▶ [Task to carry out]
Write out the stretch of lines below that begins at the line with "kristofbolyai: I don't" and ends at the line with "magicus: No, no!", including both, exactly as given and nothing more.

▶ [Dataset excerpts]

═══

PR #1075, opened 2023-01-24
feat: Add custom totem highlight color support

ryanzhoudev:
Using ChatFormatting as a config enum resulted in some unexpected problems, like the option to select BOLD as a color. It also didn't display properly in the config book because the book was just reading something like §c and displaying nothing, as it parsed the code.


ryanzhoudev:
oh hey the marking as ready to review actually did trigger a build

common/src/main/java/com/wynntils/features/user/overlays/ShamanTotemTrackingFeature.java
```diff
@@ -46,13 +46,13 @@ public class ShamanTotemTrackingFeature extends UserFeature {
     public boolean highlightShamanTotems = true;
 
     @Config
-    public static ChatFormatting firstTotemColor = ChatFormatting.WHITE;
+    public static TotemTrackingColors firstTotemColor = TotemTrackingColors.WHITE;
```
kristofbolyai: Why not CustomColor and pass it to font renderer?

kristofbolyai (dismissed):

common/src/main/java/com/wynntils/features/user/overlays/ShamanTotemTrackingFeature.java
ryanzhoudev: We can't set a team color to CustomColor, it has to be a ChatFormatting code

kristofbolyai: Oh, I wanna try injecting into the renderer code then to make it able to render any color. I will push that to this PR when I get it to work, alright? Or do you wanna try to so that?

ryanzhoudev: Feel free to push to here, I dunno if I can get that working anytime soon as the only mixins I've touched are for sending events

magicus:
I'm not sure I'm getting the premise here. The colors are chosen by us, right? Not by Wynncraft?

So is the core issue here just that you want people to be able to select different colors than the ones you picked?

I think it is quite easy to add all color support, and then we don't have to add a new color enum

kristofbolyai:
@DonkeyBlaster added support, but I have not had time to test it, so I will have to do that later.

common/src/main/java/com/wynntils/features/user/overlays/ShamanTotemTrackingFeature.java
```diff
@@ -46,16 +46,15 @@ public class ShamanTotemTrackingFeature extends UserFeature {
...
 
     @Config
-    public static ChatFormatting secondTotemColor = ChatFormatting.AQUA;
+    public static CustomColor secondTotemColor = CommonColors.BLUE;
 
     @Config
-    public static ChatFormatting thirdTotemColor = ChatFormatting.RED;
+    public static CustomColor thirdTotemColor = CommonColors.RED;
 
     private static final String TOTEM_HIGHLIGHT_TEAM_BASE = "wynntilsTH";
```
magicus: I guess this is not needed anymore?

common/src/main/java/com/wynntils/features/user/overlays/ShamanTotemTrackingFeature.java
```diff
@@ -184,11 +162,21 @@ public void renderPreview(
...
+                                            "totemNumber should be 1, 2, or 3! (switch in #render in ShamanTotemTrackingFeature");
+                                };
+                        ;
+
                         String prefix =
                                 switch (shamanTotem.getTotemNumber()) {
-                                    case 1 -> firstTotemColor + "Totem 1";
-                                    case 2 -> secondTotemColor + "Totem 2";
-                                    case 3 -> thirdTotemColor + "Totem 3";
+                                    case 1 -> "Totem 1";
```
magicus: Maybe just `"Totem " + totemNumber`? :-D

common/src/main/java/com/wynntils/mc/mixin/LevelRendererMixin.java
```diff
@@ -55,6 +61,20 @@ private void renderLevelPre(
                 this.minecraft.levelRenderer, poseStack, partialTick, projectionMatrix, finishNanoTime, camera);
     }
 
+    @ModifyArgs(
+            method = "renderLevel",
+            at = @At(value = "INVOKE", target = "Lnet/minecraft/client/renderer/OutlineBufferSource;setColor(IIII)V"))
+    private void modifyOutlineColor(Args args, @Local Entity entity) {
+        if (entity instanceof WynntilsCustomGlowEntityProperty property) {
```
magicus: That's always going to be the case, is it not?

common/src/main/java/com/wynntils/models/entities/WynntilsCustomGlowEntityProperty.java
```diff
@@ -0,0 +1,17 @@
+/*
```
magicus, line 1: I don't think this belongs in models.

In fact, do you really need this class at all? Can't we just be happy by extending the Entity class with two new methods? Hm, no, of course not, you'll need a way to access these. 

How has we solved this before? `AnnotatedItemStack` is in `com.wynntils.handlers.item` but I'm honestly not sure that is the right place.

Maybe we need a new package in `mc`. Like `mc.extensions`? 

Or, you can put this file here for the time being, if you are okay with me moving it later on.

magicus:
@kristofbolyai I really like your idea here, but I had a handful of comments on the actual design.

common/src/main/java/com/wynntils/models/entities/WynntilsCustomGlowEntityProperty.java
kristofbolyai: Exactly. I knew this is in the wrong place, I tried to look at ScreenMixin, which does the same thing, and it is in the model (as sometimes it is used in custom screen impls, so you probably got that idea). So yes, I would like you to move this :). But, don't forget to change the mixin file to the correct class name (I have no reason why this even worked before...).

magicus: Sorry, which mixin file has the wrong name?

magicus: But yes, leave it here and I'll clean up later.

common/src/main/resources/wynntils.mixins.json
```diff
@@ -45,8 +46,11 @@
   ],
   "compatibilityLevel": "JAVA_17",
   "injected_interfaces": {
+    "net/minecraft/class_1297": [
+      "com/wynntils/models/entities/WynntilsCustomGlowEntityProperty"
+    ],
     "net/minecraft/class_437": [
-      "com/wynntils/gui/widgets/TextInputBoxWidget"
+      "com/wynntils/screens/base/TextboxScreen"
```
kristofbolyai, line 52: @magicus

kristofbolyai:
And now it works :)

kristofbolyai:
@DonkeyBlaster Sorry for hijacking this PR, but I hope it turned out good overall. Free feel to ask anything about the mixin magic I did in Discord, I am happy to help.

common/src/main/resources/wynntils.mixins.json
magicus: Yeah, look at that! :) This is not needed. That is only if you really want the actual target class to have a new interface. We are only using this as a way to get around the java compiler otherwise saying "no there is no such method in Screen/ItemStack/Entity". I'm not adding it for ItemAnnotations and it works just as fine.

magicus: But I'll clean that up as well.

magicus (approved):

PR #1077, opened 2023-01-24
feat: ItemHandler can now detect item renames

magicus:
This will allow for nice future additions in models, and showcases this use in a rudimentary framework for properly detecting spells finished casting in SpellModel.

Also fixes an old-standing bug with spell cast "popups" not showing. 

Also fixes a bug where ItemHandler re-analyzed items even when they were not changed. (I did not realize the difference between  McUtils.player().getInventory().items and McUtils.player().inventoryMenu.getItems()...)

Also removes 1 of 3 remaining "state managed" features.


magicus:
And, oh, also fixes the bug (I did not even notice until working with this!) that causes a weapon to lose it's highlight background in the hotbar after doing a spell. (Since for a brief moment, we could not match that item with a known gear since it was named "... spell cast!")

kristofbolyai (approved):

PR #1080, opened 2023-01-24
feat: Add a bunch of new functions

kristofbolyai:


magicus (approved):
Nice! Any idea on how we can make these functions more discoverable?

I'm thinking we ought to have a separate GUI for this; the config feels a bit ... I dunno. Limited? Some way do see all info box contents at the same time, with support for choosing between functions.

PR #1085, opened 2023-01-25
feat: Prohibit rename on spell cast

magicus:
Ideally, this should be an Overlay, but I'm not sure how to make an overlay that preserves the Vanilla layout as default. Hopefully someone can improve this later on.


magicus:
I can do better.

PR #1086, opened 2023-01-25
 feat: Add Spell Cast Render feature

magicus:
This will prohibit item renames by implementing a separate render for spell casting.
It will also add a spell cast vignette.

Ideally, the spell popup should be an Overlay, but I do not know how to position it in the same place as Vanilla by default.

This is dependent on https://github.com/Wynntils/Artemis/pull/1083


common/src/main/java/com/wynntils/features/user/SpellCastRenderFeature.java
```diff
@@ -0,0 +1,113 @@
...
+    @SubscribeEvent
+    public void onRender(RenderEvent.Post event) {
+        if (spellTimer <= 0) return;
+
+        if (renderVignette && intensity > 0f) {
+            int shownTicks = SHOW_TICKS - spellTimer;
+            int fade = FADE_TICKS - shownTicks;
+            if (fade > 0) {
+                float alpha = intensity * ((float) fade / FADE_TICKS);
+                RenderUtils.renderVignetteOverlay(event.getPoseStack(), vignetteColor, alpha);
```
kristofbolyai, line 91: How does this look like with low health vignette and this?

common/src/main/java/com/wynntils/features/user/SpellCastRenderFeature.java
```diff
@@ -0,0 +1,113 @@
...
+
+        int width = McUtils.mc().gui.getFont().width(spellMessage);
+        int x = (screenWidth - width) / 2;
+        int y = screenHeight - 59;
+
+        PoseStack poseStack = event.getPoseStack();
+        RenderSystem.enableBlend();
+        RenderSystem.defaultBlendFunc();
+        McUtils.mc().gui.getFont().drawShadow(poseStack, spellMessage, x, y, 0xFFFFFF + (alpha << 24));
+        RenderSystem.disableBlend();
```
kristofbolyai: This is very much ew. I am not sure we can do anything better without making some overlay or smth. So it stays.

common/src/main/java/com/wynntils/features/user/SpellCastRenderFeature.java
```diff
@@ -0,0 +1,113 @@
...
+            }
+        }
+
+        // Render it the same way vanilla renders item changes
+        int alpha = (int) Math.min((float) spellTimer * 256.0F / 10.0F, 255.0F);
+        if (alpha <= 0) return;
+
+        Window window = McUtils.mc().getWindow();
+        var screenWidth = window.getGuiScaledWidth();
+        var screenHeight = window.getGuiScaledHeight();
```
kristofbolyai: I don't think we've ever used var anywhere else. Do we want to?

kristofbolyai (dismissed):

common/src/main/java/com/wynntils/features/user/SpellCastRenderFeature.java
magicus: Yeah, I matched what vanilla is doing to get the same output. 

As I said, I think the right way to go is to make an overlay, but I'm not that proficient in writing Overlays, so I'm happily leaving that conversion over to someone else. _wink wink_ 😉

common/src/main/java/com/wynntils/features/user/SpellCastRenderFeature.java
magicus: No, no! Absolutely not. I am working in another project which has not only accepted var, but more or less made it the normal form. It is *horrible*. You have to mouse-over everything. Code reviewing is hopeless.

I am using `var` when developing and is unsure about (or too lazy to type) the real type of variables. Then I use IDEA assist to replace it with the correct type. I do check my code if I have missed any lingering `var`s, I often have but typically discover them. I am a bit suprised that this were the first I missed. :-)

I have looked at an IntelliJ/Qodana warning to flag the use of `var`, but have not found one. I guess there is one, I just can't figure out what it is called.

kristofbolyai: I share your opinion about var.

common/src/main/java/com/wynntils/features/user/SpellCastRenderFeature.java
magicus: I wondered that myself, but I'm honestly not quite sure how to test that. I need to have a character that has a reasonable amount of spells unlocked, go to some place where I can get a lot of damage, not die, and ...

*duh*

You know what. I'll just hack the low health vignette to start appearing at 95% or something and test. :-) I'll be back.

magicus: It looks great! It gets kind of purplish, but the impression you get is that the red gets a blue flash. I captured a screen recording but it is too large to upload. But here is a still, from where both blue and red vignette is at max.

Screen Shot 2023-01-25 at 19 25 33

═══

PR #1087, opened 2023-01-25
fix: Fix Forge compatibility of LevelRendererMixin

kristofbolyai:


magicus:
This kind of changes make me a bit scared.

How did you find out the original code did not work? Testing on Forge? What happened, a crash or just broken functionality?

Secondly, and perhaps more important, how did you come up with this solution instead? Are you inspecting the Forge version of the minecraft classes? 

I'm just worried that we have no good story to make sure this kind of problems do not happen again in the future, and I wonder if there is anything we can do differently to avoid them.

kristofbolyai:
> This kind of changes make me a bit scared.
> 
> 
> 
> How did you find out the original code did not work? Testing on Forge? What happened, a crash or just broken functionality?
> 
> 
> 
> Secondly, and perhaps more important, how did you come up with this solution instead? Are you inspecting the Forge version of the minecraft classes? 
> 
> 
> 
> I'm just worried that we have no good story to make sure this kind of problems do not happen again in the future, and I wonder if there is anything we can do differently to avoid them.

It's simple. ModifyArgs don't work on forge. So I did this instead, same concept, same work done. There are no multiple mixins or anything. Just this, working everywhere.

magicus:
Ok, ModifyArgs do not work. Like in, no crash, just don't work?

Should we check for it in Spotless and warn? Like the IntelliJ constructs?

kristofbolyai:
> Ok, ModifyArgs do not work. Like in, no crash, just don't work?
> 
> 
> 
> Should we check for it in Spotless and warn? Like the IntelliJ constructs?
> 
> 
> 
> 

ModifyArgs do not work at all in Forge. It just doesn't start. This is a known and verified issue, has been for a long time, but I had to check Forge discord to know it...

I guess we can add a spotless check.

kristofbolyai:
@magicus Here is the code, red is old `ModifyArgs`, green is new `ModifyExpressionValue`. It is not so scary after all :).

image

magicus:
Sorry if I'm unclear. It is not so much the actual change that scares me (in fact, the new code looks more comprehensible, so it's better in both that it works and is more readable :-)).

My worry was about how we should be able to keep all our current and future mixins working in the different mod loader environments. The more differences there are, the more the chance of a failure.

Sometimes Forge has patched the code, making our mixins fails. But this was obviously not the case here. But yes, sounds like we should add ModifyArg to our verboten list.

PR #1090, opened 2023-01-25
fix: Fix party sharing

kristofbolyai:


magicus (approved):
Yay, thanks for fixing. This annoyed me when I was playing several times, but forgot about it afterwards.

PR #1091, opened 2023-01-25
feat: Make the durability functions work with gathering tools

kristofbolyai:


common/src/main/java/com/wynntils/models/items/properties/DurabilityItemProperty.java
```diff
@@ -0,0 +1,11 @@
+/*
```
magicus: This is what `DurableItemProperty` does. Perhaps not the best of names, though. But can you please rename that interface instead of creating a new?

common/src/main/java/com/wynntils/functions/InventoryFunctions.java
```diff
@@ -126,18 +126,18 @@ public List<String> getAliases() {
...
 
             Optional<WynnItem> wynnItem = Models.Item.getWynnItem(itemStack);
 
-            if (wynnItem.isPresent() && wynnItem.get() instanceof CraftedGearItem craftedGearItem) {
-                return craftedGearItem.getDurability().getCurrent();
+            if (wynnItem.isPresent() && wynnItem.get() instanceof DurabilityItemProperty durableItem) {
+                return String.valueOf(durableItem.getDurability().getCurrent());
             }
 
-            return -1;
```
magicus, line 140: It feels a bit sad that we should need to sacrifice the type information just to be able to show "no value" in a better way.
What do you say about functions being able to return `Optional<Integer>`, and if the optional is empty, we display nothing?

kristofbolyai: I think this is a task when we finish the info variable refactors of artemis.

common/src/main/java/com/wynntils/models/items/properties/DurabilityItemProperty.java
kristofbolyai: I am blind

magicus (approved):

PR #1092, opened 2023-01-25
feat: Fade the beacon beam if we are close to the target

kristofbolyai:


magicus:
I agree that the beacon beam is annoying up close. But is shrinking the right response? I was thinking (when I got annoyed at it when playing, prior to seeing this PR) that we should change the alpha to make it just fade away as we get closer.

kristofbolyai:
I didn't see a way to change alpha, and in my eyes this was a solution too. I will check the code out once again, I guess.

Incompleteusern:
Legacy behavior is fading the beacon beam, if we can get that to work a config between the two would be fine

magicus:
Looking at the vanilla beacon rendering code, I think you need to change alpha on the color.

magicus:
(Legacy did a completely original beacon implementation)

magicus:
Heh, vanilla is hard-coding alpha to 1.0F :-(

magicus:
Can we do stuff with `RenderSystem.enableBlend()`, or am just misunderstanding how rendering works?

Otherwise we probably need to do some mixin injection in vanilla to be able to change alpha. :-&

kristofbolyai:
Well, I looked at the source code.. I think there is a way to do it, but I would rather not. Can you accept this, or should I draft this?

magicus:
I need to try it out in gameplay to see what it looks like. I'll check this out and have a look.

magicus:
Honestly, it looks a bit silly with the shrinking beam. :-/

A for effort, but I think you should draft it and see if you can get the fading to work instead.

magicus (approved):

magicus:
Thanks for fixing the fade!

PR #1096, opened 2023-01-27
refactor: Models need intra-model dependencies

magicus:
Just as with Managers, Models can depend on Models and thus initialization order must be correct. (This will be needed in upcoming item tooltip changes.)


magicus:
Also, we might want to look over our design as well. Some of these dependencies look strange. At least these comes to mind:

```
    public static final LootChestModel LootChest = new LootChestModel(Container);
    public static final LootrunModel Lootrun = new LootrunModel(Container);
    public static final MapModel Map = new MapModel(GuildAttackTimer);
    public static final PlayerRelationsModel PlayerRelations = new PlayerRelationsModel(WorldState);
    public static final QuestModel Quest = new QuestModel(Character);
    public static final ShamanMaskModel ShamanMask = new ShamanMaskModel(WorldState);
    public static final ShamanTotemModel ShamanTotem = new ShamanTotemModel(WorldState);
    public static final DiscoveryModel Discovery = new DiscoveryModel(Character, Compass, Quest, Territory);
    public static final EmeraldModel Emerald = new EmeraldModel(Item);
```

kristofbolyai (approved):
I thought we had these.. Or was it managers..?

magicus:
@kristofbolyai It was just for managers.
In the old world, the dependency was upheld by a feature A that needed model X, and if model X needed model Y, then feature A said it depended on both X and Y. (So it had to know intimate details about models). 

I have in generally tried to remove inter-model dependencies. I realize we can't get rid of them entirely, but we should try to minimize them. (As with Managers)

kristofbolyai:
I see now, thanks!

═══

▶ [Solution to the exercise]
kristofbolyai: I don't think we've ever used var anywhere else. Do we want to?

kristofbolyai (dismissed):

common/src/main/java/com/wynntils/features/user/SpellCastRenderFeature.java
magicus: Yeah, I matched what vanilla is doing to get the same output. 

As I said, I think the right way to go is to make an overlay, but I'm not that proficient in writing Overlays, so I'm happily leaving that conversion over to someone else. _wink wink_ 😉

common/src/main/java/com/wynntils/features/user/SpellCastRenderFeature.java
magicus: No, no! Absolutely not. I am working in another project which has not only accepted var, but more or less made it the normal form. It is *horrible*. You have to mouse-over everything. Code reviewing is hopeless.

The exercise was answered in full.